You stealing my ideas IG? Rowan is the name of my halfling wizard in one of my PBP games here! 



This game looks like fun. Wish I had more time on my hands right now to join. Have fun guys!


----------



## Trollbabe (Jul 6, 2007)

s@squ@tch said:
			
		

> What more do you want?  Background, story, etc?



 What you have is fine for this game. We are just aiming to keep it straight forward in nature. Thanks everyone for the submissions thus far.


----------



## industrygothica (Jul 6, 2007)

Rhun said:
			
		

> You stealing my ideas IG? Rowan is the name of my halfling wizard in one of my PBP games here!





Ha!  Nope, thought of that one all by myself.  Just goes to prove that theory about great minds and all, eh?


----------



## Trollbabe (Jul 8, 2007)

Arkhandus said:
			
		

> I'd like to join in, with a Gnome Sorcerer by the name of Thrang Hymnir.  I'll fill in this post with a full character sheet when I have all the main details worked out.



Ark if you can post the stats for Thrang we can close submissions and begin with the 5 we have here. Assuming that sounds good with everyone else.


----------



## Arkhandus (Jul 8, 2007)

Sorry, I turned out rather busy and exhausted the past few days, so I didn't finish nearly so soon as I had expected.

[sblock=Thrang]*Thrang Hymnir*......................Male Rock Gnome
Strength............9 (-1)..............Character Level: 1, Sorcerer 1
Dexterity..........15 (+2)............Small Size, Speed 20 ft.
Constitution......16 (+3)............Initiative: +2, BAB: +0, Grapple: -5
Intelligence.......12 (+1)............Melee: +0, Ranged: +3
Wisdom...........10 (+0)............Total HP: 7, Current HP: 7, Nonlethal: 0
Charisma..........16 (+3)............Fortitude: +3, Reflex: +2, Will: +2

Normal AC: 13 (+2 Dex, +1 size), Touch AC: 13, Flat-Footed AC: 11
Alignment: Neutral Good, Age 57, Height 3'-3", Weight 43 lbs.
Dark Brown Skin, Bright Blue Eyes, Sandy Blonde Hair & Short Beard

Attacks:
Dagger +0 melee for 1d4-1 damage
Dagger +2 ranged for 1d4-1 damage (10 ft. increment, 50 max)
Heavy crossbow +3 ranged for 1d8 damage (120 ft. increment, 1,200 max)
Acid splash +3 ranged touch for 1d3 damage (25 ft. +5 ft./2 caster levels)

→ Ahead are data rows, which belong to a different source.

PR #5877, opened 2026-08-06
[Bugfix | Model] Fix SenseNova & Use Well-defined Model Configs

alex-jw-brooks:
## Purpose
While working on the TeaCache refactor, I noticed SenseNova was broken by the 0.26 rebase because it can't initialize its encapsulated LogitsProcessor for the AR component.

Example:
```python
from vllm_omni.entrypoints import Omni

if __name__ == "__main__":
    MODEL_NAME = "sensenova/SenseNova-U1-8B-MoT"
    model = Omni(MODEL_NAME, enforce_eager=True)
    outputs = model.generate("A white cat sitting on a windowsill")
    img = outputs[0].images[0]
    img.save("result.png")
```

ultimately breaks with:
```
  File "/home/alex-jw-brooks/vllm-omni/vllm_omni/diffusion/registry.py", line 379, in initialize_model
    model = model_class(od_config=od_config)
            ^^^^^^^^^^^^^^^^^^^^^^^^^^^^^^^^
  File "/home/alex-jw-brooks/vllm-omni/vllm_omni/diffusion/models/sensenova_u1/pipeline_sensenova_u1.py", line 559, in __init__
    self.language_model = SenseNovaU1ForCausalLM(

                          ^^^^^^^^^^^^^^^^^^^^^^^
  File "/home/alex-jw-brooks/vllm-omni/vllm_omni/diffusion/models/sensenova_u1/sensenova_u1_transformer.py", line 740, in __init__
    self.logits_processor = LogitsProcessor(config.vocab_size)
                            ^^^^^^^^^^^^^^^^^^^^^^^^^^^^^^^^^^
  File "/home/alex-jw-brooks/venvs/omni/lib64/python3.12/site-packages/vllm/model_executor/layers/logits_processor.py", line 62, in __init__
    self.head_dtype = model_config.head_dtype if model_config is not None else None
```

To be able to initialize the logits processor, we need to define the attribute on the Diffusion config.

I also noticed while writing a quick test for this that the configs for SenseNova are `SimpleNamespace` objects which defaults set backed on `.get`s from a JSON loaded dict, so went ahead and added well-defined config classes in the transformers utils, and migrated to use the hf pretrained config subclass, which are then used in the test to create the small LLM to validate that we can initialize without issues.

## Test Plan
Added unit test to ensure the LLM can be initialized.

## Test Result
Test passes (i.e., LogitsProcessor is able to initialize without crashing) and the example runs without crashing.

result

### DIFF
--- a/tests/diffusion/models/sensenova_u1/test_sensenova_u1_logits_processor.py
+++ b/tests/diffusion/models/sensenova_u1/test_sensenova_u1_logits_processor.py
@@ -18,9 +18,7 @@ from vllm.distributed.parallel_state import (
 from vllm_omni.diffusion.models.sensenova_u1.sensenova_u1_transformer import (
     SenseNovaU1ForCausalLM,
 )
-from vllm_omni.diffusion.worker.diffusion_worker import (
-    _DiffusionVllmModelConfig,
-)
+from vllm_omni.diffusion.vllm_config import _DiffusionVllmModelConfig
 from vllm_omni.transformers_utils.configs.sensenova_u1 import (
     SenseNovaU1Config,
 )
@@ -55,6 +53,8 @@ def test_logits_processor_head_dtype_under_diffusion_shim():
     fake_diff_config = _DiffusionVllmModelConfig(
         model="sensenova-u1-test",
         dtype=torch.bfloat16,
+        max_model_len=8192,
+        original_max_model_len=8192,
     )
     vllm_config = VllmConfig(
         device_config=DeviceConfig(device="cpu"),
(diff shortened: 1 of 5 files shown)


vllm_omni/diffusion/worker/diffusion_worker.py
```diff
@@ -77,6 +77,8 @@ class _DiffusionVllmModelConfig:
     disable_cascade_attn: bool = False
     enable_return_routed_experts: bool = False
     is_moe: bool = False
+    # Needed for models that bundle things like LogitsProcessors, e.g., SenseNova
+    head_dtype: torch.dtype | None = None
```
NickCao: This class has been moved to `vllm_omni/diffusion/vllm_config.py`, please rebase.

NickCao (approved):
Otherwise LGTM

Languages (Literate): Common, Dwarven, Gnome, Keolandish.
Proficiencies: All simple weapons.
Level Progression Feat: Spell Focus (Illusion).

Skills: Bluff +5 (2 ranks, +3 Cha), Concentration +4 (1 rank, +3 Con), Craft (alchemy) +7 (4 ranks, +1 Int, +2 racial), Knowledge (arcana) +2 (1 rank, +1 Int), Profession (clerk) +1 (1 rank, +0 Wis), Speak Language (Keolandish) 1 rank cross-class, Spellcraft +2 (1 rank, +1 Int).

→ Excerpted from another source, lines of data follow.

PR #5878, opened 2026-08-06
[Frontend] Loosen Validation for TTS Models with No Uploaded Speakers

alex-jw-brooks:
## Purpose
The OpenAI spec has `voice` as a required string parameter that should not be optional (i.e., see [here](https://github.com/openai/openai-python/blob/main/src/openai/resources/audio/speech.py#L55); voice is not optional, and the `Voice` type alias does not include None type.

```python
Voice: TypeAlias = Union[
    str, Literal["alloy", "ash", "ballad", "coral", "echo", "sage", "shimmer", "verse", "marin", "cedar"], VoiceID
]
```

This means that if you start a model that doesn't have any uploaded speakers, e.g., `OmniVoice`, you end up with the following point of awkwardness:
```python
from openai import OpenAI

client = OpenAI(base_url="http://localhost:9999/v1", api_key="unused")
response = client.audio.speech.create(
    model="k2-fsa/OmniVoice",
    input="Hello, world.",
)
```

raises on the client side:
```
TypeError: Speech.create() missing 1 required keyword-only argument: 'voice'
```

while passing any string for voice:
```python
from openai import OpenAI

client = OpenAI(base_url="http://localhost:9999/v1", api_key="unused")
response = client.audio.speech.create(
    model="k2-fsa/OmniVoice",
    input="Hello, world.",
    voice="vivian",
)
```

gives a 400 on the omni side
```
openai.BadRequestError: Error code: 400 - {'error': {'message': "Invalid voice 'vivian'. Supported: none", 'type': 'BadRequestError', 'param': None, 'code': 400}}
```
including if you pass `voice="none"`, which is how most users probably interpret this. I.e., in that case you'll get this very confusing response:
```
openai.BadRequestError: Error code: 400 - {'error': {'message': "Invalid voice 'none'. Supported: none", 'type':'BadRequestError', 'param': None, 'code': 400}}
```

It is worth noting that you technically _can_ pass `voice=None` currently, and it will pass it and succeed, but this is awkward, and we should not rely on it since `None` is not a valid type for that kwarg.

This PR cleans up voice validation a bit and allows `voice` to be passed as a string for models that do not have any uploaded speakers, so that the request will still work, but they'll just get a warning that voice has no effect. So we only raise if the model actually has supported speakers, and the one that was passed is wrong.

## Test Plan
Add a unit test to omni voice expansion tests to ensure we can succeed when a voice is passed.

## Test Result
unit test passes, and
```python
from openai import OpenAI

client = OpenAI(base_url="http://localhost:9999/v1", api_key="unused")
response = client.audio.speech.create(
    model="k2-fsa/OmniVoice",
    input="Hello, world.",
    voice="vivian",
)
```

runs without issues, with the server side log
```
(APIServer pid=1256471) WARNING 08-06 23:58:21 [serving_speech.py:3627] This model does not have any uploaded speakers, but one was provided; its value will be ignored.
```

CC @NickCao @clodaghwalsh17

### DIFF
--- a/vllm_omni/entrypoints/openai/serving_speech.py
+++ b/vllm_omni/entrypoints/openai/serving_speech.py
@@ -135,6 +135,12 @@ _QWEN3_TTS_REF_AUDIO_CACHE_KEY = "_qwen3_tts_ref_audio_cache_key"
 _TTS_MAX_INSTRUCTIONS_LENGTH = 500
 _TTS_MAX_NEW_TOKENS_MAX = 4096
 _MING_DEFAULT_PROMPT = MING_DEFAULT_PROMPT
+_DEFAULT_VOICE_NAME = "default"
+
+def _is_default_voice(voice, supported_speakers):
+    """Check if a lowercased voice name is the placeholder default and not
+    an actual registered/built-in speaker."""
+    return voice == _DEFAULT_VOICE_NAME and voice not in supported_speakers
 
 
 def _create_wav_header(sample_rate: int, num_channels: int = 1, bits_per_sample: int = 16) -> bytes:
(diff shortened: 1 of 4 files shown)


vllm_omni/entrypoints/openai/serving_speech.py
```diff
@@ -3608,6 +3608,28 @@ async def _generate_audio_bytes(
...
+        the voice is:
+            - lowercased if it's a valid supported speaker
+            - None if the the model doesn't have any uploaded speakers
+
+        If a voice is passed and we do have uploaded speakers, but it's still
+        not supported, we raise an error.
+        """
+        if voice:
+            voice = voice.lower()
+            if self.uploaded_speakers:
```
NickCao: In the openai API spec, custom voices are not passed as strings, but as VoiceID objects with an `id` field: https://developers.openai.com/api/reference/resources/audio/subresources/speech/methods/create, we may wish to add support for that too.

NickCao (approved):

Racial Traits: Small-size humanoid (gnome), -2 Strength, +2 Constitution, base Speed 20 feet, low-light vision (2x as far as a human), weapon familiarity (gnome hooked hammer counts as martial instead of exotic), +2 on saves against illusions, +1 to save DC of illusion spells he casts, +1 on attack rolls against kobolds and goblinoids, +4 dodge AC against creatures of the Giant type, +2 Listen, +2 Craft (alchemy), spell-like abilities (Speak with Animals 1/day, limited to burrowing mammals, duration 1 minute; Dancing Lights, Ghost Sound, and Prestidigitation 1/day each, 1st-level caster, save DC of 10 + Charisma modifier + spell level so DC 13), bard is favored class.
Ability Score Development: Rolled 4d6 and dropped the lowest die each time, for base scores of 11, 15, 14, 12, 10, and 16.  Scores after racial adjustments were 9, 15, 16, 12, 10, and 16.
Familiar: Has the ability to call a familiar at some point, involving a ritual that costs 100 gold pieces in expendable reagents.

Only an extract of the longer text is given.